When they return to England, disguised as Armenians, they make the decision to stay together for the rest of their lives. Singleton marries William's sister, a widow, and the story ends on a note of domestic peace.

== Characters ==
- Captain Bob Singleton
- William Walters, a Quaker
- Captain John Wilmot
- Captain Frank Avery

== Major themes ==
- Piracy – The second half of the novel details Singleton's ship and crew as they plan and attack merchants and steal their cargo.
- Mercantilism – Though Singleton is a pirate who murders and steals, there are several examples of honest trading.
- Exploration – Singleton makes an immense sweep geographically, covering areas such as Southampton, Lisbon, the East Indies, Cabo de bona Speranza, Madagascar, Africa, the West Indies, Black Sea, and the Asian Archipelagos. His voyages mirror and celebrate those of Christopher Columbus, Ferdinand Magellan, and Vasco de Gama.
- Slavery – Captain Singleton's abduction and sale as a young boy is a part of Defoe's exploration of slavery within the novel.
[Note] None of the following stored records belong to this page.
PR #15101, opened 2021-07-25
Dump crash dumps into a different directory and include version in reports

ZehMatt:


src/openrct2/platform/Crash.cpp
```diff
@@ -320,7 +322,11 @@ static std::wstring GetDumpDirectory()
 {
     char userDirectory[MAX_PATH];
     platform_get_user_directory(userDirectory, nullptr, sizeof(userDirectory));
-    auto result = String::ToWideChar(userDirectory);
+
+    auto path = Path::Combine(userDirectory, "crashes");
```
IntelOrca, line 326: Our directory names are usually singular.

ZehMatt: Not quite but I changed.

src/openrct2/platform/Crash.cpp
```diff
@@ -320,7 +322,11 @@ static std::wstring GetDumpDirectory()
 {
     char userDirectory[MAX_PATH];
     platform_get_user_directory(userDirectory, nullptr, sizeof(userDirectory));
-    auto result = String::ToWideChar(userDirectory);
+
+    auto path = Path::Combine(userDirectory, "crash");
```
Gymnasiast, line 326: We have enums for these types of directory.

Called like so: env->GetDirectoryPath(OpenRCT2::DIRBASE::OPENRCT2, OpenRCT2::DIRID::CRASH);

Gymnasiast (approved):
All my points have been addressed. :+1: 
Leaving it to @IntelOrca now.

Broxzier (approved):

src/openrct2/platform/Crash.cpp
```diff
@@ -318,9 +320,10 @@ static bool OnCrash(
 
 static std::wstring GetDumpDirectory()
 {
-    char userDirectory[MAX_PATH];
-    platform_get_user_directory(userDirectory, nullptr, sizeof(userDirectory));
-    auto result = String::ToWideChar(userDirectory);
+    auto env = GetContext()->GetPlatformEnvironment();
```
Gymnasiast, line 323: I think this should read

```suggestion
    auto env = OpenRCT2::GetContext()->GetPlatformEnvironment();
```

IntelOrca (approved):

src/openrct2/platform/Crash.cpp
ZehMatt: Oddly everything except MSVC built this, on my end it also did but yeah.

Issue #15006, opened 2021-07-13
Game crash scrolling through Misc scenery


rctcool0:
**OS:** Windows 10 (x86-64)
**Version:** V0.3.3
**Commit/Build:** 999daa9 on new-save-format

A crash occurs when scrolling through a long list of scenery. Specifically, it looks like the maximum image limit in Image.cpp does not match the new limits on the new save file format:
"ERROR[D:\a\OpenRCT2\OpenRCT2\src\openrct2\drawing\Image.cpp:200 (gfx_object_allocate_images)]: Reached maximum image limit."
[log.txt](https://github.com/OpenRCT2/OpenRCT2/files/6812496/log.txt)

- [ ] Reproducible in RCT2 (vanilla)?
- [ ] Specific to multiplayer?

**Steps to reproduce:**
1. Open the Gigabench.park file.
2. Open Scenery tab, click on the "?", and scroll down until the game crashes.

**Screenshots / Video:**
N/A, nothing abnormal visually.

**Save game:**
https://1drv.ms/u/s!AiQ_uynOpJhHhu4LauA1guhy1RlAMw?e=2vnAeD
Fair warning, park is 100mb and includes a MASSIVE amount of scenery.

Gymnasiast:
The error happens in this line in TextureCache.cpp:
```C++
    return _atlases.back().Allocate(imageWidth, imageHeight);
```
It calls Allocate, but there are no free slots available.

PR #15109, opened 2021-07-27
Map legacy paths in old .PARK saves

Gymnasiast:
This allows loading up older .PARK saves, created before splitting paths.
This includes saves like the one in https://github.com/OpenRCT2/OpenRCT2/issues/15006 and some of @IntelOrca ’s test saves.

### DIFF
--- a/OpenRCT2.xcodeproj/project.pbxproj
+++ b/OpenRCT2.xcodeproj/project.pbxproj
@@ -4341,7 +4341,7 @@
 			isa = XCBuildConfiguration;
 			buildSettings = {
 				CLANG_ENABLE_OBJC_WEAK = YES;
-				MACOSX_DEPLOYMENT_TARGET = 10.13;
+				MACOSX_DEPLOYMENT_TARGET = 10.14;
 				PRODUCT_NAME = "$(TARGET_NAME)";
 			};
 			name = Debug;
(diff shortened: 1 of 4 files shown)


ZehMatt:
Does this only fix loading older .park files? I would argue that we all knew those files would be quite volatile and given that we no longer export those old files its a bit unnecessary in my opinion. One could write a small tool to fix the save file maybe?

Gymnasiast:
> Does this only fix loading older .park files? I would argue that we all knew those files would be quite volatile and given that we no longer export those old files its a bit unnecessary in my opinion. One could write a small tool to fix the save file maybe?

This has been extensively discussed before, and the outcome was that we will at least support "development" saves temporarily, providing an upgrade path (if needed, through multiple version).

IntelOrca:
Would it be better to check if the park format version is older than (version number) and only run this mapping code if it is?

Gymnasiast:
@IntelOrca I don’t think it wouldn’t make a great deal of difference, as it would only match on old names for legacy paths. And it would also provide easy hooks for replacing more legacy paths in the future.

IntelOrca:
@Gymnasiast think about the performance, you are adding checks for every footpath tile element on the map

Gymnasiast:
Good point. I’ll add version checks.

Gymnasiast:
Oddly enough, the save in https://github.com/OpenRCT2/OpenRCT2/issues/15006 has version `2`, which is much higher than expected. Ah well, I’ll limit it to `<= 2`, then.

PR #15112, opened 2021-07-27
Map size refactors from NSF

duncanspumpkin:
Another round of cherry picks from the NSF.


src/openrct2/world/Map.h
```diff
@@ -101,11 +101,21 @@ extern const TileCoordsXY TileDirectionDelta[];
...
+extern int32_t gMapSize;
+extern int32_t gMapBaseZ;
+
+inline int32_t GetMapSizeUnits()
+{
+    return (gMapSize - 1) * COORDS_XY_STEP;
+}
+inline int32_t GetMapSizeMinus2()
+{
+    return (gMapSize * COORDS_XY_STEP) + MAXIMUM_MAP_SIZE_PRACTICAL;
```
Gymnasiast, line 113: `MAXIMUM_MAP_SIZE_PRACTICAL` is the maximum map size in small coordinates, e.g. 254 for the SV6 format. Adding that to a number that is in big coordinates makes no sense.

duncanspumpkin: Yeah, looks odd seems to be what the value was set to in the map window. Will need to investigate why before changing it to the more logical -2

duncanspumpkin: so i looked into it and the value looks to be correct (at least that is what the assembly had). Using that constant name is perhaps incorrect so i've changed it to `(8 * COORDS_XY_STEP - 2)`. I don't know how it works enough to know if that is sensible.

duncanspumpkin:
There seems to be an issue with drawing banners at certain locations.

src/openrct2/world/Map.h
Gymnasiast: Hm, do we have any idea _why_ it is that value?

duncanspumpkin: No, I've looked at it for a while and can't draw any sensible conclusion.

ZehMatt (approved):
Tested this and code looks good

duncanspumpkin:
Banner issue seems to be fixed. Possibly just a heisenbug from switching branchs.

PR #15113, opened 2021-07-27
Fix path finding for larger maps

ZehMatt:
The current structure is capped to uint8_t so the biggest tile position would be 0xFE, 0xFE before it considers it invalid. Probably breaks replays as the null value for TileCoords is 0xFFFF8000 if I remember right.


Gymnasiast (approved):
Would like another teammate to look at it as well.

duncanspumpkin (approved):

Some studies have focused on Captain Singleton in relation to its "commentary on African slavery", even suggesting that it might be read as a narrative of slavery. There is discussion of the "Plantation" within the novel; "a site of unfree, hard labor", and "by invoking the 'Plantation', Defoe demonstrates the elision between slavery and servitude practiced in the North American colonies and the Caribbean. [...] The notion that an English child can be 'sold' (and invoked by the author in a casual manner as though it is not an unusual occurrence) indicates that slavery in the New World had not settled into racialized dichotomies." The novel explores many different kinds of slavery, and "Defoe's character operates in a context where he is both capable of enslaving as well as being enslaved. This duality of experience forms a recurring theme in the novel that illustrates many forms of enslavement and beliefs about enslavement." The text represents "anxiety about the many slaveries to which man was prey during the eighteenth century. The enslavements expressed both physically and metaphorically demonstrate concepts in flux as ideas of trade, nationality, and the nature of man clashed. [...] Defoe, through Singleton, comments extensively about different forms of enslavement (as both master and slave), albeit filtered through a very Eurocentric perspective."